◆ Exercise brief
Reproduce the records below in their entirety, exactly as shown.
The records below:
PR #4843, opened 2020-07-12
Github action to build docs

### LINKED ISSUE #4805: dev doc is not deployed when pre build is failing on Travis
It happens often that the pre build fails on Travis (at the moment due to Matplotlib's RC, which is ok because RCs are meant for this). However, when one of the Travis builds fail then the docs are not deployed by Travis, which is a problem. We should change the Travis configuration so that a failing pre build does not block the rest of the builds and deployment.

jvkersch:
## Description

Closes #4805 

This PR provides a Github Action to build the development documentation upon master merge. 

Problem setting: In some cases, Travis builds fail, e.g. because they use release candidates of dependencies and expose some upstream breakage. Such PRs are still merged, and the dev documentation should be updated (automatically) upon such a merge. However, the documentation build is currently part of the `after_success:` stanza in the Travis config file, and hence doesn't get executed if some of the builds fail.

Solution: as indicated in #4805, a Github action can be made to run upon merges to master (and pushes to master, which should be rare) to build the development documentation.

Notes:

- I tried to reproduce the documentation building process accurately, but I may have overlooked something.
- For this to work, `GH_TOKEN` should be configured as a Github secret in the project settings. I don't know if that's the case.
- A sample of the output docs appears here: https://jvkersch.github.io/doc-builder-output/dev/. See #4805 for details.

## Checklist

This is mostly an internal/configuration feature.

- ~[Docstrings for all functions](https://github.com/numpy/numpy/blob/master/doc/example.py)~
- ~Gallery example in `./doc/examples` (new features only)~
- ~Benchmark in `./benchmarks`, if your changes aren't covered by an
  existing benchmark~
- ~Unit tests~
- ~Clean style in [the spirit of PEP8](https://www.python.org/dev/peps/pep-0008/)~

## For reviewers

  later.


.travis.yml
```diff
@@ -180,4 +180,4 @@ after_success:
     - codecov
     # Prepare.release
     - doc/release/contribs.py HEAD~10
-    - bash tools/travis/deploy_docs.sh
+    # - bash tools/travis/deploy_docs.sh
```
emmanuelle, line 183: Please remove this line and `git rm` the `deploy_docs.sh` file which is not used elsewhere.

emmanuelle:
I've created a github token under my account and I have stored it under the name GH_TOKEN in Github secrets, so hopefully this should do the job?

emmanuelle:
Thanks a lot for the PR @jvkersch . I'm curious to know whether you started from a specific template ? It makes sense while reading it but I would have a hard time starting from scratch without a template.

jvkersch:
@emmanuelle Thanks for the quick review! I've removed the deploy script.

As for template, I mostly used https://github.com/napari/napari/blob/master/.github/workflows/make_release.yml. I also worked through https://lab.github.com/githubtraining/github-actions:-hello-world and assumed that I'd have to fiddle with Docker files, but fortunately that was not the case.

I think having a token under `GH_TOKEN` in secrets should do the job, but it may be better to use a deploy key instead. The tokens give access to every repo under your account (depending on scope) which may be excessive. Deploy keys should in principle give access to one repo only, so they're more finely scoped. Or maybe you have a robot user in the `scikit-image` team that can be used for deployment?

jvkersch:
@emmanuelle I've experimented a bit with [deploy keys](https://developer.github.com/v3/guides/managing-deploy-keys/#deploy-keys) and I think this can be made to work. The procedure is more cumbersome to set up, but the advantage is that it is more secure (the generated key can only be used to access one repo (the `docs` repo), rather than all of your repos). Let me know if you want to pursue this option.

Other than that, if you want to test out this action before merging the PR, I can update the trigger to run on commits to this branch. We can then push a few commits here, and see if that generates a doc build + upload.

emmanuelle:
@jvkersch sounds good, I have created a deploy key, I've added the public key as a deploy key of the `docs` repo and I've updated the github secret for GH_TOKEN with the private part. Is it what you had in mind?

emmanuelle:
I'm not so sure that a private key can be used in the same way as a github token... Please tell me if I'm missing something. The idea of running on commits is fine, I'm just cloning first the docs repo for backup as we are doing `push -f`, in case something goes wrong.

emmanuelle:
If someone has a faster Internet connexion that me for a backup of the repo, it's huge (6 Go) and I'm downloading at 200 ko/s...

grlee77:
> If someone has a faster Internet connexion that me for a backup of the repo, it's huge (6 Go) and I'm downloading at 200 ko/s...

This is the scikit-image/docs repo? I just backed it up locally via `git clone https://github.com/scikit-image/docs.git` (but it came out around 1.9 GB rather than 6?).

jvkersch:
> I'm not so sure that a private key can be used in the same way as a github token... Please tell me if I'm missing something. 

@emmanuelle I think the setup that you provided should work fine, but you're right: there's a bit more configuration on the part of the workflow to use private keys. The step that pushes to the remote repository must set up an SSH agent and add the private key to it that was provided as the `GH_TOKEN`. I've made those modifications in the last commit in this branch.

I understand the concern about force-pushing against the docs repo. I've also made a local clone (also 1.9 GB, as @grlee77 reports) and I've forked the repo as well. Actually, I've even uploaded the zipped repo to S3, just in case...

Other than that, I think we're all set to run our experiment: if you give the go ahead I will update the trigger (the branch that needs to be updated for the action to run) to point to this branch, and then we can see if docs are getting built!

emmanuelle:
Thanks a lot @jvkersch. We should be safe with three backups of the repo :-). Please update the trigger as you suggested!

jvkersch:
@emmanuelle I updated the workflow, but it errors out when trying to push the docs, with what looks like an error for `GH_TOKEN` not being set. Would you mind double-checking that `GH_TOKEN` is listed under secrets for this repo, and has an actual value?

emmanuelle:
Hi @jvkersch I had thought the secret needed to be for the whole organization. I have added the GH_TOKEN secret with the private key as a secret for scikit-image/scikit-image. Can you please push an empty commit?

jvkersch:
@emmanuelle Things still don't work, but I know what the issue is ("we're still confused, but we're confused at a higher level"). The action runs under my fork of the scikit-image repo, so doesn't see the token that you set.

In order to test that things work correctly, we can merge the code in this PR into a different, short-lived branch of the main scikit-image repo. That would allow us to test and verify that things work as expected, and we can then merge this PR into master. Would you be open to this course of action? If so, taking the code in this branch and putting it in a new branch also called `dev/github-action-doc-build` should do the trick. I can do that via a (new) PR, or someone with push privileges can it do it right away.

emmanuelle:
@jvkersch sounds good, let me push a copy of your branch to the scikit-image repo.

emmanuelle:
See #4852 and let's keep fingers crossed :-).

emmanuelle:
Closing in favor of #4852, thank you so much @jvkersch for all your hard work :-).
End of The records.
◆ Result of the exercise
PR #4843, opened 2020-07-12
Github action to build docs

### LINKED ISSUE #4805: dev doc is not deployed when pre build is failing on Travis
It happens often that the pre build fails on Travis (at the moment due to Matplotlib's RC, which is ok because RCs are meant for this). However, when one of the Travis builds fail then the docs are not deployed by Travis, which is a problem. We should change the Travis configuration so that a failing pre build does not block the rest of the builds and deployment.

jvkersch:
## Description

Closes #4805 

This PR provides a Github Action to build the development documentation upon master merge. 

Problem setting: In some cases, Travis builds fail, e.g. because they use release candidates of dependencies and expose some upstream breakage. Such PRs are still merged, and the dev documentation should be updated (automatically) upon such a merge. However, the documentation build is currently part of the `after_success:` stanza in the Travis config file, and hence doesn't get executed if some of the builds fail.

Solution: as indicated in #4805, a Github action can be made to run upon merges to master (and pushes to master, which should be rare) to build the development documentation.

Notes:

- I tried to reproduce the documentation building process accurately, but I may have overlooked something.
- For this to work, `GH_TOKEN` should be configured as a Github secret in the project settings. I don't know if that's the case.
- A sample of the output docs appears here: https://jvkersch.github.io/doc-builder-output/dev/. See #4805 for details.

## Checklist

This is mostly an internal/configuration feature.

- ~[Docstrings for all functions](https://github.com/numpy/numpy/blob/master/doc/example.py)~
- ~Gallery example in `./doc/examples` (new features only)~
- ~Benchmark in `./benchmarks`, if your changes aren't covered by an
  existing benchmark~
- ~Unit tests~
- ~Clean style in [the spirit of PEP8](https://www.python.org/dev/peps/pep-0008/)~

## For reviewers

  later.


.travis.yml
```diff
@@ -180,4 +180,4 @@ after_success:
     - codecov
     # Prepare.release
     - doc/release/contribs.py HEAD~10
-    - bash tools/travis/deploy_docs.sh
+    # - bash tools/travis/deploy_docs.sh
```
emmanuelle, line 183: Please remove this line and `git rm` the `deploy_docs.sh` file which is not used elsewhere.

emmanuelle:
I've created a github token under my account and I have stored it under the name GH_TOKEN in Github secrets, so hopefully this should do the job?

emmanuelle:
Thanks a lot for the PR @jvkersch . I'm curious to know whether you started from a specific template ? It makes sense while reading it but I would have a hard time starting from scratch without a template.

jvkersch:
@emmanuelle Thanks for the quick review! I've removed the deploy script.

As for template, I mostly used https://github.com/napari/napari/blob/master/.github/workflows/make_release.yml. I also worked through https://lab.github.com/githubtraining/github-actions:-hello-world and assumed that I'd have to fiddle with Docker files, but fortunately that was not the case.

I think having a token under `GH_TOKEN` in secrets should do the job, but it may be better to use a deploy key instead. The tokens give access to every repo under your account (depending on scope) which may be excessive. Deploy keys should in principle give access to one repo only, so they're more finely scoped. Or maybe you have a robot user in the `scikit-image` team that can be used for deployment?

jvkersch:
@emmanuelle I've experimented a bit with [deploy keys](https://developer.github.com/v3/guides/managing-deploy-keys/#deploy-keys) and I think this can be made to work. The procedure is more cumbersome to set up, but the advantage is that it is more secure (the generated key can only be used to access one repo (the `docs` repo), rather than all of your repos). Let me know if you want to pursue this option.

Other than that, if you want to test out this action before merging the PR, I can update the trigger to run on commits to this branch. We can then push a few commits here, and see if that generates a doc build + upload.

emmanuelle:
@jvkersch sounds good, I have created a deploy key, I've added the public key as a deploy key of the `docs` repo and I've updated the github secret for GH_TOKEN with the private part. Is it what you had in mind?

emmanuelle:
I'm not so sure that a private key can be used in the same way as a github token... Please tell me if I'm missing something. The idea of running on commits is fine, I'm just cloning first the docs repo for backup as we are doing `push -f`, in case something goes wrong.

emmanuelle:
If someone has a faster Internet connexion that me for a backup of the repo, it's huge (6 Go) and I'm downloading at 200 ko/s...

grlee77:
> If someone has a faster Internet connexion that me for a backup of the repo, it's huge (6 Go) and I'm downloading at 200 ko/s...

This is the scikit-image/docs repo? I just backed it up locally via `git clone https://github.com/scikit-image/docs.git` (but it came out around 1.9 GB rather than 6?).

jvkersch:
> I'm not so sure that a private key can be used in the same way as a github token... Please tell me if I'm missing something. 

@emmanuelle I think the setup that you provided should work fine, but you're right: there's a bit more configuration on the part of the workflow to use private keys. The step that pushes to the remote repository must set up an SSH agent and add the private key to it that was provided as the `GH_TOKEN`. I've made those modifications in the last commit in this branch.

I understand the concern about force-pushing against the docs repo. I've also made a local clone (also 1.9 GB, as @grlee77 reports) and I've forked the repo as well. Actually, I've even uploaded the zipped repo to S3, just in case...

Other than that, I think we're all set to run our experiment: if you give the go ahead I will update the trigger (the branch that needs to be updated for the action to run) to point to this branch, and then we can see if docs are getting built!

emmanuelle:
Thanks a lot @jvkersch. We should be safe with three backups of the repo :-). Please update the trigger as you suggested!

jvkersch:
@emmanuelle I updated the workflow, but it errors out when trying to push the docs, with what looks like an error for `GH_TOKEN` not being set. Would you mind double-checking that `GH_TOKEN` is listed under secrets for this repo, and has an actual value?

emmanuelle:
Hi @jvkersch I had thought the secret needed to be for the whole organization. I have added the GH_TOKEN secret with the private key as a secret for scikit-image/scikit-image. Can you please push an empty commit?

jvkersch:
@emmanuelle Things still don't work, but I know what the issue is ("we're still confused, but we're confused at a higher level"). The action runs under my fork of the scikit-image repo, so doesn't see the token that you set.

In order to test that things work correctly, we can merge the code in this PR into a different, short-lived branch of the main scikit-image repo. That would allow us to test and verify that things work as expected, and we can then merge this PR into master. Would you be open to this course of action? If so, taking the code in this branch and putting it in a new branch also called `dev/github-action-doc-build` should do the trick. I can do that via a (new) PR, or someone with push privileges can it do it right away.

emmanuelle:
@jvkersch sounds good, let me push a copy of your branch to the scikit-image repo.

emmanuelle:
See #4852 and let's keep fingers crossed :-).

emmanuelle:
Closing in favor of #4852, thank you so much @jvkersch for all your hard work :-).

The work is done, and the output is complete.